Dataset excerpts:
┌──
Issue #1802, opened 2025-08-29
[BUG] Snapshot collision on initial copy finish


nbiscaro:
## Description

```
thread 'tokio-runtime-worker' panicked at moonlink/src/moonlink/src/storage/mooncake_table.rs:990:9:
assertion failed: !self.mooncake_snapshot_ongoing
stack backtrace:
```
└──
* What this task involves
What you return must match, line for line, the data from the line containing "## Description" to its end, both ends included.

* Response area
## Description

```
thread 'tokio-runtime-worker' panicked at moonlink/src/moonlink/src/storage/mooncake_table.rs:990:9:
assertion failed: !self.mooncake_snapshot_ongoing
stack backtrace:
```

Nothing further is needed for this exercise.